Драгош зажмурился и сжал кулаки.
Ему не позволят увидеть местных призраков, даже если те живут в этих стенах. Карета прибудет скоро — возможно ли Стефана вывезти из этого замка скелетов и шипящих ведьм?
Возможно. Но Драгош боялся, как бы не стало хуже. Если есть какая-то связь Стефана и этого дома, её стоить аккуратно распутать, бережно, не повредив ниточки.
— Мама, позвольте ему...
— Через мой труп, а я в гроб не собираюсь.
— Андрей и так страдает. Врачи не помогают. Почему из-за твоего упрямства должны мучиться другие?
Старуха постучала кулаком по столу, и этот звук неприятно отозвался внутри Драгоша. Значит, она здесь главная, её слушают. Ладно, тогда был ещё один способ, хотя менее быстрый. Он коротко объяснил запиской.
— Это поможет Андрею! — воскликнула мать.
— Он и так нечестивый, а ты привела в дом ещё одного грешника! Скоро каждый здесь понесет свою кару...
Драгош этого уже вынести не мог. Он резко развернулся и приблизился к старухе, зная, что это его битва. Маленькая, быстрая, но важная. Он не отдаст Стефана в угоду фанатичке. Надо узнать, что не так в этом доме — помимо его обитателей.

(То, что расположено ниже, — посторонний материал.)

Issue #1351, opened 2026-08-03
Tests: the cis apply oracle cannot express an identity member, so every sequence-preservation sweep is blind to those outputs


nh13:
> **Correction (2026-08-04).** The mechanism below was wrong as originally filed, and the error mattered: it pointed at the test oracle when the defect was in the conversion. `hgvs_to_spdi` does **not** decline `NaEdit::Identity`. It accepts it and returns a **zero-width** triple — `g.263=` becomes `TEMPLATE:262::`, empty deletion and empty insertion. That triple aliases a sibling's insertion junction at the same interbase, and it is `apply_with`'s own "two pure insertions at one interbase" guard that then declines the whole description. Corrected inline below; see the resolution at the end.

`hgvs_to_spdi` converts `NaEdit::Identity` to a zero-width triple whose span claims no bases, so when such a member sits at the same interbase as an insertion or duplication, `tests/it/common/cis_apply_oracle::apply` cannot tell the two apart and returns `None` for the whole description. Every sequence-preservation sweep routes those cases into its `skipped` counter and asserts nothing about them.

## Why it matters

`apply` is the load-bearing oracle for the whole cis-allele suite. Its module doc says so:

> [`apply_with`] is the load-bearing piece: its `claimed_from` walk is what makes "declines an overlapping description" true, and every sequence-preservation assertion in `cis_junction_crossing_shift.rs`, `issue_1234_sibling_clamped_shift.rs`, `issue_1254_sibling_crossing_shift.rs`, `issue_1261_cis_member_order.rs`, `issue_1281_reducing_member_shift.rs` and `repeat_span_sibling_overlap.rs` rests on it.

So a defect that only manifests in identity-bearing output cannot be caught by any of them. The sweeps' hollowness bound (`skipped * 10 < checked`) caps the *share* of skipped cases but says nothing about **which shapes** are skipped, so the blindness is uniform and invisible.

This is not hypothetical — the normalizer does emit such output. Under 5' shuffle:

```
g.[261_262insGA;262_263insA;263del]  ->  g.[261_262dup;263=]
```

(core `TCCCAGAAAAT` under `padded()`.) That output is beyond the oracle entirely.

## How it was found

[...]

PR #1361, opened 2026-08-04
test(normalize): record the 5' shuffle confluence gap

nh13:
Every row in `cis_spelling_confluence_gap.rs` was blessed against the 3' rule, but confluence is a property of the normalizer rather than of one shuffle direction, and `--direction 5prime` is a supported public option on both the CLI and the Python bindings. Two rows that converge under 3' diverge under 5', and nothing measured that.

This records the gap in the file's existing assert-then-flip idiom — the two rows are asserted to still diverge, the other three to still converge — so a change in either direction is a result rather than a maintenance chore. **No production change.**

## Severity is pinned, not assumed

Both spellings still denote the input's bases and both are stable fixed points, so this is criterion 1 of #1235 and nothing else. That is also why neither oracle sees it: `FERRO_ASSERT_IDEMPOTENT` re-normalizes one spelling and finds it stable, and `FERRO_ASSERT_REPARSE` finds it well-formed. Only comparing two spellings of one variant exposes it.

## Both tables are measured in both directions

The eight `DIVERGENT` rows were blessed against the 3' rule alone, so `the_eight_spelling_pairs_still_diverge_under_five_prime` pins that they diverge under 5' too. They reach different spellings than under 3' — #1296's merged form settles at `g.273C>A` here against `g.273delinsA` there — so it measures the 5' pipeline rather than restating the 3' result.

## The output the applier cannot express is checked, not just counted

Under 5' shuffle one spelling settles with a redundant `263=` beside a real edit:

```
g.[261_262insGA;262_263insA;263del]  ->  g.[261_262dup;263=]
```

An identity member has no SPDI triple, so `hgvs_to_spdi` declines and the one oracle that judges denotation cannot evaluate the description at all. Counting the skip would leave the "and nothing worse" half of that test's name unverified for exactly the output it most needs to defend. So `strip_identity_members` drops the `=` member — which by definition changes nothing — to build an equivalent description the applier *can* express, and its denotation is asserted against the same expected bases. The skip is still counted and pinned at one. Confirmed non-vacuous: making the strip a no-op turns the test red on its own diagnostic.

That oracle blindness is a defect in the oracle rather than in this row and is filed separately as #1351 — this test is the pinned instance that issue names. It is referenced, not closed: this records the blindness, it does not fix it.

## Two candidate fixes were implemented and refuted by measurement

Recorded in the comments so the next attempt does not repeat them. Threading `ShuffleDirection` into `canonicalize_from_sequence` moves 298 of 39,600 swept outputs and every one is sequence-preserving before and after, so it is a lateral re-spelling with no correctness content. Accepting an identity member in `collect_canonical_edits` changes no output, because two further gates refuse behind that one.

## The pins are guarded against going stale

`DIVERGENT_UNDER_FIVE_PRIME` is keyed by issue id and matched against `CONVERGED`, so an id naming no row is inert: it asserts nothing while the set goes on claiming to pin a divergence. Deleting a row and leaving its id behind is exactly how that happens, and it is silent — verified by adding a bogus id, which left every test in the file green. There is now a guard for it, in the same spirit as the row count already pinned by `the_eight_spelling_pairs_still_diverge`.

The identity-member test reads its input from #1321's row rather than repeating it as a literal, so editing that row cannot leave the test exercising a different variant while its prose still names #1321. The expected output stays literal — that string is the finding.

Both guards were confirmed to fail when violated, not merely added.

## Verification

Run on this branch against `main` at `12bba7c`:

- `cargo nextest run --features dev` — 9190 passed, 0 failed
- `FERRO_ASSERT_IDEMPOTENT=1 FERRO_ASSERT_REPARSE=1 cargo nextest run --features dev` — 9175 passed, 0 failed (proptests excluded, as CI does)

### DIFF
--- a/tests/it/cis_spelling_confluence_gap.rs
+++ b/tests/it/cis_spelling_confluence_gap.rs
@@ -12,9 +12,19 @@
 //! Each row asserts the two spellings still DIVERGE. This test failing means a
 //! pair converged, and that pair's blessed expectation should be re-blessed to
 //! the converged form.
+//!
+//! Both tables are measured in both directions. Every row above was blessed
+//! against the 3' rule, but confluence is a property of the normalizer rather
+//! than of one shuffle direction, and `--direction 5prime` is a supported public
+//! option — so [`DIVERGENT_UNDER_FIVE_PRIME`] records the [`CONVERGED`] rows that
+//! converge under 3' and diverge under 5', and
+//! [`the_eight_spelling_pairs_still_diverge_under_five_prime`] pins that the
+//! [`DIVERGENT`] eight diverge under 5' too. Both use the same assert-then-flip
+//! idiom: a red assertion is a result, not a maintenance chore.
 
-use crate::common::cis_apply_oracle::{apply, normalize};
+use crate::common::cis_apply_oracle::{apply, normalize, normalize_in};
 use crate::common::synthetic::padded;
+use ferro_hgvs::ShuffleDirection;
 
 /// `(issue, core, split spelling, merged spelling)`.
 const DIVERGENT: &[(&str, &str, &str, &str)] = &[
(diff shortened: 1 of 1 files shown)


nh13:
@coderabbitai pause

nh13:
@coderabbitai review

Его губы шевельнулись, но только тишина окутала его.
Потому что было важно не это — а его взгляд прямо в душу старухи. Он мог почувствовать близость её собственной смерти, но отдаленно. Он — тот, кто говорит с мертвецами, кто чертит знаки кровью на черепах и видит прошлые жизни среди свечей. Тот, кто приходит, когда служба врачей заканчивается. Сменяет жизнь на смерть.
И если двое врачей не помогли внуку, то у тебя ещё есть я.
Драгош отвернулся, зная, что старуха согласится. Он увидел в глубине её взгляда.
— Хорошо. Но только днём, при свете.
Она тут же удалилась, гордо вскинув голову. Её дочь опустилась на диван, сдерживая слёзы слабости и отчаяния. Ночь густела и таила в себе нечто недоброе, но Драгош сомневался, что свет дня так легко это выгонит. А вот он может.
И отдохнуть стоило. Хотя бы, чтобы не рухнуть в мир призраков и не погрязнуть в них навеки. Откланявшись, он поднялся снова в комнату Стефана, и забрался к нему под одеяло.
В полной тишине и тьме он мог уловить его слабое дыхание.
И надеялся, что утром его тоже услышит. Драгош закрыл глаза и позволил себе уснуть. Рядом с братом.